杨景天摆了摆手,苦笑道:“此事是我思虑欠周,以为令你放浪形骸便可顶替凡儿,没想到人算不如天算。西郊之事尚可蒙混过去,南郊之事却瞒不过三皇子。然儿,皇上乃英明之主,上皇之资,你以为他能容忍为父因一己之私而封锁京都吗?”
“那……”亦然皱眉,不解的看向杨景天。
“皇上正是知晓此事乃三皇子所为,所以才放纵为父。”杨景天看着亦然疑惑的模样,不禁摇了摇头。然儿虽然聪慧,对朝堂之事却是一知半解,远远比不得韩家那丫头。“正因为为父和皇上均是心知肚明,为父才敢如此做。尚书公子接连遇刺,如果为父毫无举动,外界会如何猜测?皇上放任为父,就是要为父配合他演好这出戏。”还有一点杨景天没有说,他这番作为,也有震慑宵小的目的。
亦然挠了挠头,仍旧不太明白。
杨景天看着她迷糊的样子,内心感慨不已。杨家三子不及韩家一女,怪不得韩老儿嚣张得意,甚至不念旧情想要悔婚。他如此感慨,却是在无形中将杨亦凡换成了亦然。亦然品性出众,如何配不上玥儿那丫头?

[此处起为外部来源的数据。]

PR #271, opened 2023-06-02
adding te Linear for fp8 support

vchiley:
ran `composer train/train.py train/yamls/pretrain/mpt-3b.yaml` also with `model.fc_type=te` and `precision=amp_fp8`
Result:
```
torch: throughput/device/tokens_per_sec: 23.7k
te: throughput/device/tokens_per_sec: 23.7k
te with fp8: throughput/device/tokens_per_sec: 29.4k
```

Note there does seem to be this error when activation ckpt is enabled when `activation_checkpointing_reentrant: false`. If we set `activation_checkpointing_reentrant: true`, then act ckpt works fine without `amp_fp8`; with `amp_fp8` the issue still persists.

“然儿,此事你不必管了。玥儿那丫头最近常往府里跑,你要多花心思陪陪她。如果能让为父早日抱上孙子,为父就更满意了。”杨景天捋须大笑,只把亦然羞得满脸通红。
这都什么人呐,一个个的为老不尊。
舅舅啊,你究竟隐瞒了多少事情?
走出书房,亦然的心情并未放松,反而更加沉重了。亲生父母不知道自己的孩子是男是女,千里迢迢把杨亦凡引到蜀中掉包。他究竟有何目的?
斜阳西落,透过斑驳的枝叶在雨滴上折射出斑斓的色彩。五彩缤纷,煞是好看。亦然挥手弹在树叶上,雨滴化作无数个小点跳跃而出。

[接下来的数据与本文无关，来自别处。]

PR #292, opened 2023-06-06
Upgrade to `mosaicml-streaming==0.5.x`

abhi-mosaic:
- updates streaming version
- enables arg checking via passing in args as **kwargs


llmfoundry/data/text_data.py
```diff
@@ -238,7 +235,7 @@ def build_text_dataloader(
                     cfg.dataset.get('split', None),
                     proportion=stream.get('proportion', None),
                     repeat=stream.get('repeat', None),
-                    samples=stream.get('samples', None),
+                    choose=stream.get('samples', None),
```
vchiley, line 238:
```suggestion
                    choose=stream.get('choose', None),
```

vchiley (approved):
Would it make sense to run 125M with v0.4 and v0.5 to verify training looks the same?

Approving to unblock. Generally lgtm

abhi-mosaic:
Yup will run some convergence tests before merging

llmfoundry/data/text_data.py
```diff
@@ -238,7 +235,7 @@ def build_text_dataloader(
                     cfg.dataset.get('split', None),
                     proportion=stream.get('proportion', None),
                     repeat=stream.get('repeat', None),
-                    samples=stream.get('samples', None),
```
dakinggg, line 241: given the way we are accessing these args with `.get`, can we add some simple validation based on streaming version and the `stream` cfg dict? i know we have a full validation jira planned, but i think this one is likely to bite people.

abhi-mosaic: Yeah I can add some kind of validation, these `.get`s worry me too

abhi-mosaic:
Would recommend waiting on this merge until we get a hotfix release 0.5.1

llmfoundry/data/text_data.py
vchiley: Would [**kwargs handling kwarg checking](https://github.com/mosaicml/llm-foundry/pull/292/commits/bd57a87a5ade3bc4e83fac02316ecf506040e540) do the trick?

vchiley:
With baseline usage, main and this branch have similar performance
Screenshot 2023-06-20 at 4 06 34 PM
MFU is also effectively exactly the same

the only diff is that the update uses slightly less sys mem
Screenshot 2023-06-20 at 4 08 28 PM

PR #294, opened 2023-06-06
Update README.md

abhi-mosaic:
Update the numbers in the "How many GPUs do I need..." paragraph. These old numbers were for AdamW, but the writing and math references LionW.


growlix:
One table that would be nice to add: minimum # GPUs needed to run a given model architecture/seq len/precision format/other relevant hparams, for common GPUs (A/H100 40gb/80gb)

abhi-mosaic:
> One table that would be nice to add: minimum # GPUs needed to run a given model architecture/seq len/precision format/other relevant hparams, for common GPUs (A/H100 40gb/80gb)

I'll add this to our JIRA todo for both train and inference

PR #297, opened 2023-06-07
Set eval shuffle to False

eldarkurtic:
I think eval dataloaders should not shuffle data for consistent evaluation results


abhi-mosaic (approved):
Good catch, thank you!

I did a global ctrl-F and I think this is the only place we have this bug.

“夕阳无限好,只是近黄昏。”不知为何,脑中突然跳出一句不合时宜的诗句。
尚书府风光无限,如日中天,怎么会是近黄昏?亦然拍了拍头,也许是最近发生了太多的事,才会胡思乱想。
“头又疼了?”一声戏谑兀然响起。当亦然抬起头,一个巧笑嫣然的倩影已出现在眼前。
“你怎么现在才来?”一句无心的话脱口而出。
“想我了?”韩玥狭促的眨了眨眼睛。
“没有。”烦心事这么多,哪有功夫想你?亦然随口回了一句,旋即见到韩玥瞬间黯淡下来的眸光。我这么说是不是太过分了?亦然扪心自问,心中不忍,期期艾艾的说道:“我……我不是这个意思。下午回来没见到你,我,我……”亦然焦急的挠了挠头,违心的话如在喉头,上下不得。

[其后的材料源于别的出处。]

PR #298, opened 2023-06-07
Adding Custom Embedding, Enabling us to initialize on Heterogeneous Devices

bcui19:
The below code adds a SharedEmbedding class that let's us get rid of a `F.linear` call. This is necessary with certain wrapping structures (our HF ones), otherwise FSDP emits a strange error.

### DIFF
--- a/llmfoundry/models/hf/hf_fsdp.py
+++ b/llmfoundry/models/hf/hf_fsdp.py
@@ -152,16 +152,6 @@ def prepare_hf_causal_lm_model_for_fsdp(model: PreTrainedModel) -> None:
             child._fsdp_wrap = True
     
     block_type = type(model_block[0])  # type: ignore
-    # When using the HF LM models,
-    # the weights of the self.lm_head and self.transformer.wte are tied.
-    # This tying occurs inside the `self.post_init()` function.
-    # This is a hurdle for FSDP because they need to be in the same FSDP block
-    # These lines ensures that both modules stay together in the top-most block when
-    # the model has this tying enabled (almost all do; this property defaults to True)
-    if model.config.tie_word_embeddings:
-        causal_base_model._fsdp_wrap = False  # type: ignore
-        tied_embeddings._fsdp_wrap = False  # type: ignore
-        lm_head._fsdp_wrap = False  # type: ignore
 
     # FSDP Wrap and Activation Checkpoint every model block
     model.fsdp_wrap_fn = lambda module: isinstance(module, block_type)
--- a/llmfoundry/models/hf/hf_fsdp.py
+++ b/llmfoundry/models/hf/hf_fsdp.py
@@ -136,6 +136,21 @@ def prepare_hf_causal_lm_model_for_fsdp(model: PreTrainedModel) -> None:
             raise ValueError(
                 f'Unable to FSDP-wrap this model! `{mod_name}` does not ' +
                 'follow common layer/weight naming conventions.')
+    
+    for child in model.children():
+        if isinstance(child, type(causal_base_model)):
+            continue
+        if isinstance(child, torch.nn.Module):
+            child._fsdp_wrap = True
+    
+    # For FSDP with models with different intiailizations, we need to tag all child modules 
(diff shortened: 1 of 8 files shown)


llmfoundry/models/mpt/modeling_mpt.py
```diff
@@ -79,13 +80,13 @@ def __init__(self, config: MPTConfig):
...
 
-        self.wte = nn.Embedding(config.vocab_size,
+        self.wte = SharedEmbedding(config.vocab_size,
                                 config.d_model,
                                 device=config.init_device)
         if not self.alibi:
-            self.wpe = nn.Embedding(config.max_seq_len,
-                                    config.d_model,
-                                    device=config.init_device)
+            self.wpe = SharedEmbedding(config.max_seq_len,
```
alextrott16, line 87: I don't think there's any need for `wpe` to be a `SharedEmbedding`. It shouldn't really matter but I think it helps clarify the role of `SharedEmbedding` to limit it to the embedding that is actually shared.

llmfoundry/models/hf/hf_fsdp.py
```diff
@@ -135,17 +136,22 @@ def prepare_hf_causal_lm_model_for_fsdp(model: PreTrainedModel) -> None:
...
-    # When using the HF LM models,
-    # the weights of the self.lm_head and self.transformer.wte are tied.
-    # This tying occurs inside the `self.post_init()` function.
-    # This is a hurdle for FSDP because they need to be in the same FSDP block
-    # These lines ensures that both modules stay together in the top-most block when
-    # the model has this tying enabled (almost all do; this property defaults to True)
-    if model.config.tie_word_embeddings:
-        causal_base_model._fsdp_wrap = False  # type: ignore
-        tied_embeddings._fsdp_wrap = False  # type: ignore
-        lm_head._fsdp_wrap = False  # type: ignore
```
alextrott16, line 148: I think getting rid of this entirely might be a bit heavy handed, especially if it breaks tied embeddings throughout the stack.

见了她这番模样,韩玥扑哧一笑,心中的不快顿时烟消云散。
“呆子,我逗你呢?”
那就好!亦然长舒了一口气,只希望眼前这人永远快乐。
“你上午去哪了?”
“我去望月楼赌钱了。”提起这事,亦然一脸兴奋。吴明友偷鸡不成蚀把米,反而输给她两万多两银子。要不是她不想惹事,他非输个精光不可!
“望月楼?”
见到她一脸疑惑,亦然娓娓道来:“昨晚李易和陈翊一伙在望月楼发生口角,吴明友上前劝架,提议在赌桌上解决问题。结果赌了一晚上,李易他们输了十万两,一大早就跑到我这,要我跟他去望月楼一趟……”
“慢着。李易不是向你借钱,而是要你跟他去望月楼?”韩玥秀眉微蹙,隐隐感觉到一丝不对劲。
“是啊。陈翊说只要李易叫上我去和他玩几把,就把借条还给李易……呀,我怎么把这事给忘了?”亦然一巴掌拍在额头上,“我居然把这节忘了,白白给了他十万两银子!”
见到韩玥不解的眼神,亦然解释道:“后来我赢了十二万两,拿出十万两赎回李易等人的借条。”
“瞧你一惊一乍的,我以为什么事呢?”韩玥失笑,旋即肃然道,“这分明就是针对你而来。李易等人不过是个幌子,就是为引你上当。”
“我知道。李易当我是兄弟,我不能置之不理。”
“后来呢?”
“我带了一千两,第一局压一千两,之后每局翻倍,连赢六局。陈翊终于坐不住了,向吴明友求救。当时吴明友身边还有一人,最后一局是那人出手……”说到这儿,亦然突然停了下来,似乎在思索些什么。
良久,只见她眼中精光一闪,随即又摇了摇头。
“你想到什么了?”
“那人给我一种很熟悉的感觉,而我从没见过他。”亦然拧着眉头,“他的气质……没错!他的气质很像当日死去的两人!”
“哪两人?”韩玥心中隐隐有种不好的预感。
“当初三皇子派来保护我的那两名护卫。”亦然冷笑,保护两字特意咬得很重。
韩玥闻言娇躯微震,失声道:“你确定?”
“错不了!”那两人要取她性命,怎么可能记错?
韩玥眸光闪动,神情肃然,双目望向亦然,认真的问道:“那两人是怎么死的?”
“我不是说了吗?途中遇刺,他们为救我和璇儿而惨遭不测。”亦然目光平静,对上那双清澈的眸子。
“我要听真话!”韩玥怒声喝问,“你就这么不相信我?”
“我说的就是事实。”亦然眼神闪烁,心虚的别开了头。
“好!很好!”韩玥怒极反笑,“杨亦凡,既然你不相信我,那么以后你是死是活都与我无关!从今以后,你的事情我不会再管!”言罢,拂袖而去。
我本将心向明月,奈何明月照沟渠。既然你不领情,我又何苦纠缠?
韩玥脚步踉跄,泪水顺着脸庞滑下,不知不觉间已沾湿了衣襟。